§ **ABOUT THIS TASK**:
Show all lines from the data that include the word "nice".

MATERIAL FOR THIS TASK START

PR #72, opened 2018-12-18
[opsrc] Handle faulty operator manifest(s)

tkashem:
Handle faulty operator manifest(s) in remote registry associated
with an OperatorSource object in a graceful manner:

- Log error(s) encountered for faulty manifest(s).
- If a faulty package manifest is encountered move on to the next
  repository in the namespace as opposed to aborting the entire
  operation.

### DIFF
--- a/pkg/operatorsource/downloading.go
+++ b/pkg/operatorsource/downloading.go
@@ -77,15 +77,22 @@ func (r *downloadingReconciler) Reconcile(ctx context.Context, in *v1alpha1.Oper
 
 	r.logger.Infof("Downloaded %d manifest(s) from the operator source endpoint", len(manifests))
 
-	err = r.datastore.Write(in, manifests)
+	count, err := r.datastore.Write(in, manifests)
 	if err != nil {
-		nextPhase = phase.GetNextWithMessage(phase.Failed, err.Error())
-		return
+		if count == 0 {
+			// No operator manifest was written, move to Failed phase.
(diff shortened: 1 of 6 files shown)


pkg/operatorsource/downloading.go
```diff
@@ -77,15 +77,22 @@ func (r *downloadingReconciler) Reconcile(ctx context.Context, in *v1alpha1.Oper
...
+		}
+
+		r.logger.Infof("There were some faulty operator manifest(s), errors - %v", err)
+		err = nil
 	}
 
 	packages := r.datastore.GetPackageIDsByOperatorSource(out.GetUID())
 	out.Status.Packages = packages
 
+	r.logger.Infof("Successfully stored %d operator manifest(s)", count)
```
aravindhp: Nit: It will nice to show how many were successfully stored vs how many were downloaded. For example `Stored 9/10 operator manifest(s)`.

tkashem: When we have downloaded, what we know is `the number of repositories` associated with the operator source. Unfortunately we don't have the total number of operator(s) since one repository can have multiple operator(s).

I can add a `Status.FaultyRepositories` attribute to specify the faulty repositories so that the admin is aware and can take action. (I will do it in a separate PR)

aravindhp: It's just a nice to have. No need for it at the moment.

MATERIAL FOR THIS TASK END

§ **SOLUTION BELOW**:
aravindhp: Nit: It will nice to show how many were successfully stored vs how many were downloaded. For example `Stored 9/10 operator manifest(s)`.
aravindhp: It's just a nice to have. No need for it at the moment.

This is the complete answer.